### YOUR OBJECTIVE
Only lines containing "even" are wanted from the data below. Copy those lines.

### RECORD SET
-----

PR #150, opened 2020-09-30
[RAPTOR-3644] Move R fit data handling into R language

jlpolit:

## Summary

Moving all of the data handling from python into R for the r_fit functionality in DRUM.

### DIFF
--- a/custom_model_runner/datarobot_drum/resource/components/Python/r_fit/fit.R
+++ b/custom_model_runner/datarobot_drum/resource/components/Python/r_fit/fit.R
@@ -5,6 +5,7 @@ library(devtools)
 init_hook <- FALSE
 fit_hook <- FALSE
 
+set.seed(1)
 
 init <- function(code_dir) {
   if (file.exists(file.path(code_dir, 'custom.R'))){
@@ -26,20 +27,18 @@ init <- function(code_dir) {
 
 load_data <- function(input_filename){
     tmp = readChar(input_filename, file.info(input_filename)$size)
-    data <- read.csv(text=gsub("\r","", tmp, fixed=TRUE))
-    data
+    read.csv(text=gsub("\r","", tmp, fixed=TRUE))
 }
 
 
 process_data <- function(input_filename, target_filename, target_name, num_rows){
-    set.seed(1)
     # read X
     df <- load_data(input_filename)
     # set num_rows
     if (num_rows == 'ALL'){
         num_rows <- nrow(df)
     } else {
-        num_rows <- as.integer(a)
+        num_rows <- as.integer(num_rows)
     }
     # handle target
     if (!is.null(target_filename) || !is.null(target_name)){
@@ -71,7 +70,6 @@ process_data <- function(input_filename, target_filename, target_name, num_rows)
 
 process_weights <- function(X, weights_filename, weights, num_rows){
   if (!is.null(weights_filename)){
-    set.seed(1)
     row_weights <- load_data(weights_filename)
     row_weights <- row_weights[sample(nrow(row_weights), size=num_rows, replace=TRUE ), ]
   } else if(!is.null(weights)){
--- a/custom_model_runner/datarobot_drum/resource/components/Python/r_fit/fit.R
+++ b/custom_model_runner/datarobot_drum/resource/components/Python/r_fit/fit.R
@@ -24,6 +24,68 @@ init <- function(code_dir) {
 }
 
 
+load_data <- function(input_filename){
+    tmp = readChar(input_filename, file.info(input_filename)$size)
+    data <- read.csv(text=gsub("\r","", tmp, fixed=TRUE))
+    data
+}
+
+
+process_data <- function(input_filename, target_filename, target_name, num_rows){
+    set.seed(1)
+    # read X
+    df <- load_data(input_filename)
+    # set num_rows
+    if (num_rows == 'ALL'){
+        num_rows <- nrow(df)
+    } else {
+        num_rows <- as.integer(a)
+    }
+    # handle target
+    if (!is.null(target_filename) || !is.null(target_name)){
+        if (!is.null(target_filename)){
+            y_unsampled = load_data(target_filename)
+            assert( length(colnames(y_unsampled)) == 1)
+            assert( nrow(df) == nrow(y_unsampled))
+            df <- cbind(df, y)
+            target_name <- colnames(y)
+        }
+    df <-  df[!(is.na(df[target_name])) , ]
+    X <-  df[,!(names(df) %in% c(target_name))]
+    X <- X[sample(nrow(X), size=num_rows, replace=TRUE ), ]
+
+    y <- X[,target_name, drop=FALSE]
+    y <- y[sample(nrow(y), size=num_rows, replace=TRUE),]
+
+    } else {
+
+        y <- NULL
+        X <- df[sample(nrow(df), size=num_rows, replace=TRUE ), ]
+
+    }
+
+    return (list('X' = X, 'y' = y, 'num_rows' = num_rows))
+
+}
+
+
+process_weights <- function(X, weights_filename, weights, num_rows){
+  if (!is.null(weights_filename)){
+    row_weights <- load_data(weights_filename)
+    row_weights <- row_weights[sample(nrow(row_weights), size=num_rows, replace=TRUE ), ]
+  } else if(!is.null(weights)){
+    if (! weights %in% colnames(X)){
+      stop( paste("The column name",
+                  weights,
+                  "is not one of the columns in your training data", sep=' '))
+    }
+    row_weights <- X[, weights, drop=FALSE]
+  } else {
+    row_weights = NULL
+  }
+  row_weights
+}
+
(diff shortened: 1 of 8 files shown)


custom_model_runner/datarobot_drum/resource/components/Python/r_fit/fit.R
```diff
@@ -24,6 +24,69 @@ init <- function(code_dir) {
...
+        if (!is.null(target_filename)){
+            y_unsampled = load_data(target_filename)
+            assert( length(colnames(y_unsampled)) == 1)
+            assert( nrow(df) == nrow(y_unsampled))
+            df <- cbind(df, y)
+            target_name <- colnames(y)
+        }
+    df <-  df[!(is.na(df[target_name])) , ]
+    X <-  df[,!(names(df) %in% c(target_name))]
+    X <- X[sample(nrow(X), size=num_rows, replace=TRUE ), ]
```
jlpolit, line 55: am I understanding correctly that we always resample the data with replacement, even if we use the full dataset? is there a reason for this?

4dahalibut: In python, we sample with replacement so that if a user asks for 100 rows we don't fail, but instead draw from the data that does exist.

custom_model_runner/datarobot_drum/resource/components/Python/r_fit/fit.R
```diff
@@ -24,6 +24,69 @@ init <- function(code_dir) {
...
+  if (!is.null(weights_filename)){
+    set.seed(1)
+    row_weights <- load_data(weights_filename)
+    row_weights <- row_weights[sample(nrow(row_weights), size=num_rows, replace=TRUE ), ]
+  } else if(!is.null(weights)){
+    if (! weights %in% colnames(X)){
+      stop( paste("The column name",
+                  weights,
+                  "is not one of the columns in your training data", sep=' '))
+    }
```
4dahalibut, line 82: did you verify this works?

custom_model_runner/datarobot_drum/resource/components/Python/r_fit/fit.R
```diff
@@ -24,6 +24,69 @@ init <- function(code_dir) {
...
+
+    return (list('X' = X, 'y' = y, 'num_rows' = num_rows))
+
+}
+
+
+process_weights <- function(X, weights_filename, weights, num_rows){
+  if (!is.null(weights_filename)){
+    set.seed(1)
```
4dahalibut, line 74: whats this do?

custom_model_runner/datarobot_drum/resource/components/Python/r_fit/fit.R
```diff
@@ -24,6 +24,69 @@ init <- function(code_dir) {
 }
 
 
+load_data <- function(input_filename){
+    tmp = readChar(input_filename, file.info(input_filename)$size)
+    data <- read.csv(text=gsub("\r","", tmp, fixed=TRUE))
+    data
```
4dahalibut, line 30: you could just return the read.csv line right

custom_model_runner/datarobot_drum/resource/components/Python/r_fit/fit.R
```diff
@@ -24,6 +24,69 @@ init <- function(code_dir) {
...
+
+process_data <- function(input_filename, target_filename, target_name, num_rows){
+    set.seed(1)
+    # read X
+    df <- load_data(input_filename)
+    # set num_rows
+    if (num_rows == 'ALL'){
+        num_rows <- nrow(df)
+    } else {
+        num_rows <- as.integer(a)
```
4dahalibut, line 42: what is a?

custom_model_runner/datarobot_drum/resource/components/Python/r_fit/fit.R
jlpolit: it looks like rather than passing the random seed to individual functions, you set.seed in its own call in R - I think actually I can put this once at the top...will confirm that

custom_model_runner/datarobot_drum/resource/components/Python/r_fit/fit.R
jlpolit: yeah I think you're right - will confirm

custom_model_runner/datarobot_drum/resource/components/Python/r_fit/fit.R
jlpolit: lol great question - will fix

custom_model_runner/datarobot_drum/resource/components/Python/r_fit/fit.R
```diff
@@ -24,6 +24,69 @@ init <- function(code_dir) {
...
+    }
+    # handle target
+    if (!is.null(target_filename) || !is.null(target_name)){
```
4dahalibut, line 45: I love how this code is just like, an absolute port of the python code.

custom_model_runner/datarobot_drum/resource/components/Python/r_fit/fit.R
jlpolit: yep, tested locally by passing --row-weights fakeColumn and got "The column name fakeColumn is not one of the columns in your training data"

custom_model_runner/datarobot_drum/resource/components/Python/r_fit/fit.R
jlpolit: I mean....I'm happy to try and get it to be more R-ish, but also I'm not 100% sure what making it more Rish even looks like?

jlpolit: maybe @yakov-g  has some thoughts?

custom_model_runner/datarobot_drum/resource/components/Python/r_fit/fit.R
```diff
@@ -24,6 +24,69 @@ init <- function(code_dir) {
...
+        if (!is.null(target_filename)){
+            y_unsampled = load_data(target_filename)
```
yakov-g, line 47: replace = to <-

custom_model_runner/datarobot_drum/resource/components/Python/r_fit/fit.R
```diff
@@ -24,6 +24,69 @@ init <- function(code_dir) {
...
+            stopifnot( length(colnames(y_unsampled)) == 1)
+            stopifnot( nrow(df) == nrow(y_unsampled))
```
yakov-g, line 49: remove extra whitespaces

custom_model_runner/datarobot_drum/resource/components/Python/r_fit/fit.R
```diff
@@ -24,6 +24,69 @@ init <- function(code_dir) {
...
+            df <- cbind(df, y)
+            target_name <- colnames(y)
+        }
+    df <-  df[!(is.na(df[target_name])) , ]
```
yakov-g, line 53: remove extra whitespaces

custom_model_runner/datarobot_drum/resource/components/Python/r_fit/fit.R
```diff
@@ -24,6 +25,66 @@ init <- function(code_dir) {
 }
 
 
+load_data <- function(input_filename){
+    tmp = readChar(input_filename, file.info(input_filename)$size)
+    read.csv(text=gsub("\r","", tmp, fixed=TRUE), na.strings = c("NA", ""))
```
jlpolit, line 30: I don't like this- R by default just looks for 'NA' as a null value...and nothing else

jlpolit:
( @yakov-g @4dahalibut @meltzg any thoughts welcome- we can also discuss at standup tomorrow)

ok, so here's a problem....when we run a predict test after drum fit, we pull the data in using pandas, take out the target, then dump to a temp location in a csv (`custom_model_runner/datarobot_drum/drum/drum.py` line 291.

The issue is that pandas and R deal with missing column names differently; pandas does something like "Unnamed: 0", and R basically fills it with X (along with other wacky behavior for other "invalid" column names).

Which means that any dataset with a missing colname (like, say, telecoms churn) is going to lead to an issue where the original R model was trained on our X column (or to omit the X column, etc), but our predict method will fail because it's receiving an Unnamed: 0 column post-pandas read/save.

So...yeah, that's not the best. I guess we can do that intermediate step in R as well? Or something else....

yakov-g:
And unnamed column in churn is index only.
How does DR App handle unnamed columns?
Should we enforce users to name all the features?

jlpolit:
@yakov-g  I'm guessing those failing java tests don't actually have to do with my changes?

yakov-g:
I don't know. It's just failing on master, trying to figure out.

4dahalibut (approved):

yakov-g:

yakov-g (approved):

datarobot-jarvis:
:dollar: Total cost of executing tests in Jenkins: $**8.34** USD.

-----

### SOLUTION FOR THIS EXERCISE
jlpolit, line 55: am I understanding correctly that we always resample the data with replacement, even if we use the full dataset? is there a reason for this?
jlpolit: I mean....I'm happy to try and get it to be more R-ish, but also I'm not 100% sure what making it more Rish even looks like?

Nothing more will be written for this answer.